In this section, we estimate parameters from a counts matrix using the default settings. The estimation process involves the following steps:
Estimating mean parameters by fitting a Weibull distribution (default) to the peak means.
Estimating library size parameters by fitting a log-normal distribution to the library sizes.
Estimating the sparsity parameter by fitting a Bernoulli distribution.
# Get the counts from test data
#counts <- readRDS(system.file("extdata", "test.rds", package = "simPIC"))
# Check that counts is a dgCMatrix
class(counts)
#> [1] "dgCMatrix"
#> attr(,"package")
#> [1] "Matrix"
typeof(counts)
#> [1] "S4"
# Check the dimensions, each row is a peak, each column is a cell
dim(counts)
#> [1] 90000 500
# Show the first few entries
counts[1:5, 1:5]
#> 5 x 5 sparse Matrix of class "dgCMatrix"

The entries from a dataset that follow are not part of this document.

Issue #10285, opened 2023-05-14
The Legend of Zelda Skyward Sword HD visual bug/glitch


Trsxh:
### Is there an existing issue for this?

- [X] I have searched the existing issues

### Affected Build(s)

Mainline 1431

### Description of Issue

A few seconds after launching the game the whole system will look like this until you close the emulation and restart the explorer process
![Captura de pantalla 2023-05-13 231539](https://github.com/yuzu-emu/yuzu/assets/80502661/c85f2717-a047-49ee-b074-c2dd45175912)
![Captura de pantalla 2023-05-13 231958](https://github.com/yuzu-emu/yuzu/assets/80502661/96018298-4559-48c1-90bd-16f4d0dc26b5)
![Captura de pantalla 2023-05-13 232016](https://github.com/yuzu-emu/yuzu/assets/80502661/89d62fa6-5e84-4123-a2d7-656667cb769b)

### Expected Behavior

It definitely should not look like this

### Reproduction Steps

Start the game and after a few seconds it starts to look like this

### Log File

[yuzu_log.zip](https://github.com/yuzu-emu/yuzu/files/11471018/yuzu_log.zip)

### System Configuration

CPU: AMD Ryzen 5 1600
GPU/Driver: AMD RX 570 / AMD Adrenalin 23.4.3 
RAM: 12GB
OS: Windows 11

Squall-Leonhart:
This is because your explorer process is consuming a  bunch of vram due to a bug, you might find it behaves ok in the next mainline build thanks to https://github.com/yuzu-emu/yuzu/pull/10288

Amer-xyz:
They mention this issue in the april progress report, the suggestion being staying on driver 23.3.1

blakbin:
im using EA3602 this happen on vulkan. Whole screen will look like that until im closing Yuzu then right clicking the desktop 3~5times and Adrenaline 'Driver Timeout' popup came out.
![sk-error](https://github.com/yuzu-emu/yuzu/assets/3345247/97b94c42-4c96-4115-8041-55ac9adf5290)

while using openGL-GLSL the buggy part only inside the emulator, not the whole screen.
![sk-errorg1](https://github.com/yuzu-emu/yuzu/assets/3345247/6cc6d7d3-f2b1-48bb-a738-39d09f07bb0b)
[...]

PR #11182, opened 2023-07-30
Revert the Revert! Reverts the Revert of "Blacklist EDS3 blending from new AMD drivers"

Moonlacer:
Reverts #11163 

*Sighs*, turns out AMD hasn't fixed EDS3 blending for Polaris, they only fixed it for RDNA2 in 23.5.2
Thanks to [Blakbin](https://github.com/yuzu-emu/yuzu/issues/10285#issuecomment-1656729216) for bringing this to my attention so quickly

Further testing will be done before we implement a proper workaround/fix

### DIFF
--- a/src/video_core/vulkan_common/vulkan_device.cpp
+++ b/src/video_core/vulkan_common/vulkan_device.cpp
@@ -558,7 +558,7 @@ Device::Device(VkInstance instance_, vk::PhysicalDevice physical_, VkSurfaceKHR 
         !features.shader_float16_int8.shaderFloat16 &&
         properties.properties.driverVersion >= VK_MAKE_API_VERSION(0, 2, 0, 258)) {
         LOG_WARNING(Render_Vulkan,
-                    "AMD's GCN4 architecture has broken extendedDynamicState3ColorBlendEquation");
+                    "AMD GCN4 has broken extendedDynamicState3ColorBlendEquation");
         features.extended_dynamic_state3.extendedDynamicState3ColorBlendEnable = false;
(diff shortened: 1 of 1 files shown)


liamwhite (approved):

FernandoS27:
Just add a check for Polaris instead, we got one in it.

src/video_core/vulkan_common/vulkan_device.cpp
```diff
@@ -554,6 +554,14 @@ Device::Device(VkInstance instance_, vk::PhysicalDevice physical_, VkSurfaceKHR
     }
 
     sets_per_pool = 64;
+    if (extensions.extended_dynamic_state3 && is_amd_driver &&
+        properties.properties.driverVersion >= VK_MAKE_API_VERSION(0, 2, 0, 270)) {
```
FernandoS27, line 558: replace this for (!features.shader_float16_int8.shaderFloat16)

FernandoS27: that makes it only affect polaris & older.

src/video_core/vulkan_common/vulkan_device.cpp
```diff
@@ -554,6 +554,14 @@ Device::Device(VkInstance instance_, vk::PhysicalDevice physical_, VkSurfaceKHR
...
+        LOG_WARNING(Render_Vulkan,
+                    "AMD drivers after 23.5.2 have broken extendedDynamicState3ColorBlendEquation");
```
goldenx86, line 560: Since newer cards are fixed on the latest drivers, I would replace this for:
"GCN4 has broken extendedDynamicState3ColorBlendEquation"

#> GTCACAAGTGGCATAG-1 CCATACCGTGAGGGTT-1
#> chr11-3622698-3623526 . .
#> chr1-40703222-40703996 . .
#> chr2-21316881-21317790 . .
#> chr18-3411756-3412657 . .
#> chr10-12446853-12447562 . .
#> AACAAAGGTCGTAGTT-1 ATTGTGGTCGATGTGT-1
#> chr11-3622698-3623526 . .
#> chr1-40703222-40703996 . .
#> chr2-21316881-21317790 . .
#> chr18-3411756-3412657 . .
#> chr10-12446853-12447562 . 1
#> TCTATTGGTCTGGGAA-1
#> chr11-3622698-3623526 .
#> chr1-40703222-40703996 .
#> chr2-21316881-21317790 .
#> chr18-3411756-3412657 .
#> chr10-12446853-12447562 .
new <- newsimPICcount()
new <- simPICestimate(counts)
#> simPIC is:
#> estimating library size parameters...
#> estimating sparsity...
#> estimating peak mean parameters...
#> using weibull distribution for estimating peak mean
## estimating using gamma distribution
## new <- simPICestimate(counts, pm.distr = "gamma")For more details on the estimation procedures, refer to
?simPICestimate.
Once we have a set of parameters, we can use the
simPICsimulate function to simulate counts. To modify the
parameters, simply provide them as additional arguments. If no
parameters are supplied, the default values will be used:
sim <- simPICsimulate(new, nCells = 500)
#> simPIC is:
#> updating parameters...
#> setting up SingleCellExperiment object...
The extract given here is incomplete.